I just got home and checked my email to find a message from Mike Swanson saying that he bought GCC, GLD and GDXJ.
I happen to have bought some similar stuff today as well. I haven't watched Mike's video but I'd bet we both bought for similar reasons except that he seems stuck on dividends which I frankly couldn't care less about.
I bought gold via UGLD and gold miners via NUGT. Mike bought the junior minors which is riskier but maybe he's thinking that the dividend midigates some of that risk. I bought on the higher than average volume bounce off the 50 day moving average on both the gold futures and the GDX. If either of them drop below their latest short term low (i.e yesterday's low) I'll get out and wait for a clearer break of resistance.
Like the silver buy, which I'll almost totally flat on right now, I expect that these will both be longer term trades. Several months long at least (I hope!)
Well, it LOOKS like silver finally broke out today! Yippee!

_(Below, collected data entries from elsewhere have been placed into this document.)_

PR #1325, opened 2024-04-02
Feat(web): Print all design tokens as CSS root variables #DS-1200

crishpeen:


crishpeen:
> How about doing it all automatically?
> 
> https://sass-lang.com/documentation/modules/meta/#module-variables

I tried it and it is not possible to do this simply.

1. not all 1st lvl variables have their category in their name (eg $emotion-success-default - no mention of color)
2. to loop over one category module using module variables, I would need to use a direct file URL as I am in a different package. 

I would avoid that now

literat (approved):
LGTM 👍

PR #1328, opened 2024-04-02
Feat(web-react): Deprecate optional id prop in Collapse component #DS…

crishpeen:
…-1170

### DIFF
--- a/packages/web-react/src/components/Collapse/UncontrolledCollapse.tsx
+++ b/packages/web-react/src/components/Collapse/UncontrolledCollapse.tsx
@@ -5,6 +5,7 @@ import { useCollapse } from './useCollapse';
 import { useCollapseAriaProps } from './useCollapseAriaProps';
 
 const defaultProps = {
+  /** @deprecated ID will be made a required user input in the next major version. */
   id: Math.random().toString(36).slice(2, 7),
   isOpen: false,
 };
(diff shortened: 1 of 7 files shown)


packages/web-react/src/components/Collapse/UncontrolledCollapse.tsx
```diff
@@ -5,6 +5,7 @@ import { useCollapse } from './useCollapse';
 import { useCollapseAriaProps } from './useCollapseAriaProps';
 
 const defaultProps = {
+  /** @deprecated ID will be made a required user input in the next major version. */
```
literat, line 8: If we have an issue with this Ii think it will be suitable to mention it as well.

packages/web-react/src/components/Dropdown/README.md
```diff
@@ -123,7 +123,7 @@ import { UncontrolledDropdown, DropdownTrigger, DropdownPopover } from '@lmc-eu/
 | ----------------- | ------------------------------------------------ | -------------- | -------- | ---------------------------------------------- |
 | `enableAutoClose` | `bool`                                           | `true`         | ✕        | Enables close on click outside of Dropdown     |
 | `fullWidthMode`   | [`DropdownFullwidthMode`][dropdownfullwidthmode] | `off`          | ✕        | Full-width mode                                |
-| `id`              | `string`                                         | -              | ✔        | Component id                                   |
+| `id`              | `string`                                         | —              | ✔        | Component id                                   |
```
literat, line 126: What have changed? I think the new one is "longer" a little bit...

literat (approved):
LGTM 👍

packages/web-react/src/components/Dropdown/README.md
crishpeen: there was a different type of dash. In my IDE it was more visible. The new one is the one we use everywhere. 
old -
new —

pavelklibani (approved):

The problem is that nothing else did. Gold didn't break resistance, the dollar didn't break support, oil touched its long term moving average and bounced off (be ready to sell oil if you're still in it from the trade a couple of weeks ago) gasoline didn't do anything today, copper was down, platinum is way up but its move doesn't seem related to silver in any way.

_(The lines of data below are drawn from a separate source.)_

PR #1332, opened 2024-04-04
Fix(web): `Dropdown` can be placed in non-scrollable `Modal` #DS-939

adamkudrna:
### Additional context

image

### Issue reference

https://jira.almacareer.tech/browse/DS-939

### DIFF
--- a/packages/web/src/scss/components/Modal/index.html
+++ b/packages/web/src/scss/components/Modal/index.html
@@ -666,6 +666,109 @@
     </dialog>
     <!-- Modal: end -->
 
+    <button
+      type="button"
+      class="Button Button--primary Button--medium"
+      data-spirit-toggle="modal"
+      data-spirit-target="#example-dropdown"
+      aria-controls="example-dropdown"
+      aria-expanded="false"
+    >
+      Open Non-Scrolling Modal with Dropdown
+    </button>
+
+    <!-- Modal: start -->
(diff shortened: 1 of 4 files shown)


packages/web/src/scss/components/Modal/index.html
literat, line 1: I think this change will affect the visual tests. So it should be also in the web-react and web-twig packages as well.

crishpeen: and updated screenshot 😬

packages/web/src/scss/components/Modal/index.html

In short, silver was sort of a loan wolf today and on sort of iffy volume. SLV volume was above average today which looks good but the volume on the futures was, while higher than Friday's volume, well below average as was the volume across practically every sector of the whole market, which has been the case for two weeks now.

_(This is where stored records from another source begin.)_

PR #1333, opened 2024-04-04
web-twig-demo: Update PHP version to v8

literat:
## Description

Partial upgrade of the PHP in the web-twig-demo app. Jobs are now using PHP v8 so we can go up as well.
Only the PHP version updated. With the Symfony version, we can go up separately.

### Additional context

Also, renamed the package from a skeleton in `composer.json`.

### Issue reference

https://jira.almacareer.tech/browse/DS-1212

### DIFF
--- a/.github/workflows/test-web-twig.yaml
+++ b/.github/workflows/test-web-twig.yaml
@@ -47,7 +47,7 @@ jobs:
 
     strategy:
       matrix:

Bottom line is this. I enjoyed the heck out of this big spike in silver today because a full third of my account is currently invested in silver but if I weren't already in it, I'm not sure that today's action would be enough to convince me to buy it. It's just weird that silver made such a huge move all by itself. If gold follows suit tomorrow or if there is follow through with more buying of silver tomorrow, then I'll trust this move much more.
P.S. IF silver has broken out for real then what I expect will happen in the short term is that silver will move to the high $29s rather quickly and then retrace back to the mid to low $28s before breaking above the long term moving averages. Then when it breaks above the long term moving averages it will go to maybe $33 or so and then retrace back to the long term moving averages before starting a full fledged new stage two up trend. In short, there's no hurry. You're not going to miss out by hanging out another few days (or even several weeks) before pulling the trigger on silver.
Great analysis. thanks for posting. was thinking about pulling trigger but didnt!
The follow through I spoke about yesterday clearly happened today confirming that we do in fact have a break out of some importance. Two consecutive closes above $28.50 on silver on increasing volume is just what the doctor ordered. Not to mention a big break of support on the dollar index (/dx on ThinkorSwim) and a breakout of gold to it highest price since early May.
I think silver is still going to have to take more than one run at $30 before breaking above it. A bounce off of that resistance, which is actually just a tad below $30, would likely coincide with gold finding resistance at its long term moving averages which it is sitting at right now. Translation: Gold is going to hang out close to where it is while silver makes a run to $30 and then goes sideways for a while itself to work off what will be an overbought condition at that point and then they'll both break above their long term moving averages together to launch a new phase two bull run.
Of course its the first two words of that last paragraph that are the most important and whether things go just that way or not, it is very likely that the days of being able to buy silver at below $30 an ounce are coming to a rapid end.